Smaller or simpler systems that were previously part of a larger system, once that system breaks down, will have the opposite inertia: they will become more centralized. Without the constraints imposed by an external organizing principle, these systems will strengthen their own organizing principle, their own priorities and hierarchies, in order to resist the systemic entropy that the larger system is experiencing.

The current centralization trend in many states responds to this inertia. Countries like Türkiye, India, or Israel are examples. While the U.S. organizing principle had the capacity to influence the hierarchies and priorities of these smaller systems, these systems were relatively decentralized because there was an external principle imposing order.
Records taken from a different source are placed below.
PR #724, opened 2015-08-18
Prompt user for passwords in siac

triazo:
Also adds unconfirmed balance to status

### DIFF
--- a/siac/main.go
+++ b/siac/main.go
@@ -19,7 +19,7 @@ import (
 var (
 	addr         string
 	force        bool
-	initPassword string
+	initPassword bool
 )
 
 // apiGet wraps a GET request with a status code check, such that if the GET does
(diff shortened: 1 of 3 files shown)


lukechampine:
looks good, although there's no escaping the fact that we're sending the password in plaintext over HTTP. We could switch to HTTPS, but that would only be delaying the inevitable.

siac/main.go
```diff
@@ -179,7 +179,7 @@ func main() {
 
 	root.AddCommand(walletCmd)
 	walletCmd.AddCommand(walletAddressCmd, walletSendCmd, walletSiafundsCmd, walletStatusCmd, walletUnlockCmd, walletLockCmd, walletInitCmd, walletAddseedCmd, walletSeedsCmd)
-	walletInitCmd.Flags().StringVarP(&initPassword, "password", "p", "", "Encryption password used for wallet")
+	walletInitCmd.Flags().BoolVarP(&initPassword, "password", "p", false, "Encryption password used for wallet")
```
lukechampine: need to change help text

triazo:
I'll be updating documentation and including a readme in a seperate pull request on top of this.

siac/main.go
DavidVorick: you only need to supply a password in 3 commands (encrypt, unlock, recover). Encrypt I think by default should just use a blank password, and the others are required to use a password.

So the flag is probably not needed at all.

DavidVorick:
I've merged this PR because I'm still uncertain about how the password situation should be handled. It might be more clear after some use.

As this principle loses that capacity, losing power, these states increase their own order through centralization to adapt to systemic entropy.

A system will grow by ordering foreign elements or smaller, simpler systems according to its own organizing principle, that is, by imposing its own hierarchies and goals. This does not necessarily mean destroying foreign structures, only insofar as they run against its own. Most systems tend to expand because expansion is a way of countering their own entropy.

System expansion will continue as long as there are elements or smaller, simpler systems over which it can impose order. However, every system is always running against entropy. Every expansion is an adaptation. When a system cannot continue expanding, because there are no elements or smaller, simpler systems it can reorder, it will try to oppose entropy.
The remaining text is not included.